Der Club sieht sich als Nischenverein, der sich in der Nische "brutal pudelwohl" fühlt, wie Bader sagt. Er betone es in Gesprächen mit jungen Spielern gar nicht mehr ausdrücklich, dass "die bei uns besondere Chancen" haben, "das wissen die schon von allein". Wachstum auf vielen Ebenen ist Bader wichtig, um "den Club stabil zu machen". Besser werden beim Scouting, in der Nachwuchsförderung. "Wir wollen noch mehr Junioren-Nationalspieler herausbringen, bei den Fans Punkte sammeln. Wenn wir vom nächsten Schritt sprechen, meinen wir etwas anderes als eine bessere Platzierung", sagt Bader. Umbrüche, glaubt er, fallen bei mehr Stabilität immer leichter und würden irgendwann gar nicht mehr als solche empfunden.

Ganz zurück auf null geht es diesmal nicht

Dieter Hecking freut sich über mehr Alternativen im Kader als früher. Er kann auf eine Defensive bauen, die - bis auf Andreas Wolf - erhalten blieb. Der Torwart Raphael Schäfer trägt nach Wolfs Abgang nun die Kapitänsbinde. Der große Umbruch findet im Mittelfeld und im Angriff statt - mit Unterstützung der erfahrenen Profis wie Timmy Simons (34), Per Nilsson (28), Javier Pinola (28), Christian Eigler (27) und Jens Hegler (23). Ganz zurück auf null - wie in manchem Jahr zuvor - geht es in Nürnberg diesmal nicht.

Der Daueroptimist Bader sieht mehr Chance als Risiko und zählt kurz auf, welche Clubs wichtige Spieler verloren hätten: "Stuttgart Träsch, Schalke Neuer und, und, und." Dass man junge Spieler integriert habe, verbreite in Nürnberg "auf unserem Niveau" eine Spur Gelassenheit. Was bei Hecking das Gefühl auslöst, eine Mannschaft zu haben, die es der Konkurrenz sehr schwer machen wird.

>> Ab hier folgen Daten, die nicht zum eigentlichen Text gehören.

PR #8495, opened 2018-03-30
Trinity recipe: adding missing dependency.

tstrnity:

This dependency is needed by util/support_scripts/run_TMM_scale_matrix.pl

### DIFF
--- a/recipes/trinity/meta.yaml
+++ b/recipes/trinity/meta.yaml
@@ -1,5 +1,5 @@
 build:
-  number: 1
+  number: 2
 # OSX build skipped because of this error: https://gist.github.com/pvanheus/2fbce93b326a3edb1a57aaebc8ca749e
   skip: True # [osx]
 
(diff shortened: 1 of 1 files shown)


yesimon:
This is more of an optional package right? https://github.com/trinityrnaseq/trinityrnaseq/wiki/Trinity-Differential-Expression You can also choose between other DE programs so it doesn't particularly make sense to only add edgeR.

tstrnity:
But if EdgeR is not in there, then it does not work. If there are other "optional" packages that do not have all of thier requirements in there, then the packages don't work either. When this package is getting pulled into a Galaxy environment, if there are missing dependencies for any particular package, then that package will not be usable within the conda environment without adding the dependency as a requirement of the tool. Why wouldn't you want all of these "optional" packages to be supported?

tstrnity:
Hmmm, not sure what happened with the build test. It worked with circleci on my computer.

PR #8506, opened 2018-04-02
Added new recipe for perl-perl-ostype

jamesabbott:

Requires perl-extutils-makemaker, perl-constant and perl-exporter which are present in bioconda but not conda-forge, so can not be submitted there...

### DIFF
--- a/recipes/perl-perl-ostype/1.010/build.sh
+++ b/recipes/perl-perl-ostype/1.010/build.sh
@@ -1,0 +1,17 @@
+#!/bin/bash
+
+if [ -f Build.PL ]; then
+    perl Build.PL
+    perl ./Build
+    perl ./Build test
+    perl ./Build install --installdirs site
+elif [ -f Makefile.PL ]; then
+    perl Makefile.PL INSTALLDIRS=site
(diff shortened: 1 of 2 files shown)


epruesse:
shouldn't this go to conda-forge?

jamesabbott:
As indicated in the comment in the PR, this has dependencies within bioconda which are not fulfilled by conda-forge.

Looking at the number of perl modules in each channel:

LS27911:~ jabbott$ conda search perl- |grep  bioconda|cut -f1 -d' '|sort -u|wc -l
     493
LS27911:~ jabbott$ conda search perl- |grep  conda-forge|cut -f1 -d' '|sort -u|wc -l
       4

I would consider the chance of getting any perl module into conda-forge without hitting a load of missing prerequisites extremely unlikely. Even perl-extutils-makemaker and perl-module-build which are used to build the modules (and populated into the meta.yaml by conda-skeleton) are not present on conda-forge.

Unless the perl infrastructure is moved entirely into conda-forge then I don’t seen any way round this, and have not hit problems getting perl modules accepted before for this same reason.

PR #8509, opened 2018-04-02
Update PePr from v1.1.18 to v1.1.23

shawnzhangyx:
* x[ ] This PR updates an existing recipe.

### DIFF
--- a/recipes/pepr/meta.yaml
+++ b/recipes/pepr/meta.yaml
@@ -1,11 +1,11 @@
 package:
   name: pepr
-  version: "1.1.18"
+  version: "1.1.23"
 
 source:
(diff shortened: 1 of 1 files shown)


recipes/pepr/meta.yaml
```diff
@@ -1,11 +1,11 @@
 package:
   name: pepr
-  version: "1.1.18"
+  version: "1.1.24"
```
bgruening: Can you please use variables for your version.

shawnzhangyx:
How about this?

recipes/pepr/meta.yaml
shawnzhangyx: Is this what you meant?

PR #8517, opened 2018-04-03
Upgrade HTSLib suite

kyleabeauchamp:

### DIFF
--- a/recipes/bcftools/meta.yaml
+++ b/recipes/bcftools/meta.yaml
@@ -1,4 +1,4 @@
-{% set version="1.7" %}
+{% set version="1.8" %}
 about:
   home: https://github.com/samtools/bcftools
   license: MIT
@@ -35,7 +35,7 @@ requirements:
 source:
   fn: bcftools-{{ version }}.tar.bz2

Neben Didavi konnte der Club bei Nachwuchskickern wie Alexander Esswein aus Dresden und Manuel Zeitz (Saarbrücken) punkten. Diese sollen den Kader ergänzen, der seine Großbaustelle im Mittelfeld hat. Dort werden Didavi und Feulner auf der Doppelsechs das Spiel lenken und kontrollieren - mit der Absicherung Simons dahinter. Hecking wird vorwiegend ein 4-1-4-1-System mit einer Betonung auf dem Flügelspiel aufs Feld schicken. In den Testspielen funktionierte das prächtig. Die Nürnberger konnten alle sechs Spiele gewinnen, darunter war ein 2:0 über Ajax Amsterdam. "Solche Ergebnisse sind angenehm, weil sie die Vorbereitung leichter machen", sagt Bader. "Sie zeigen, man ist auf einem guten Weg, aber wir haben nicht vergessen, auf welchem Teilstück wir uns befinden." Julian Schieber, erzählt Martin Bader, habe Daniel Didavi zwar von der Perspektive vorgeschwärmt, ihm aber deutlich gemacht, "dass es hier nicht locker zugeht".

Ruhiger Realist

Trainer: Der Erfolg der Nürnberger ist zum großen Teil Dieter Heckings Erfolg. Mit Platz sechs in der vergangenen Saison hat er ein Ausrufezeichen gesetzt. Der Coach festigte seinen Ruf, jungen Spielern eine Perspektive zu geben und eine Mannschaft formen zu können. Die Ruhe, die Hecking dabei ausstrahlt, und der Realitätssinn, den er dabei beweist, bekommen dem Verein aus Franken gut.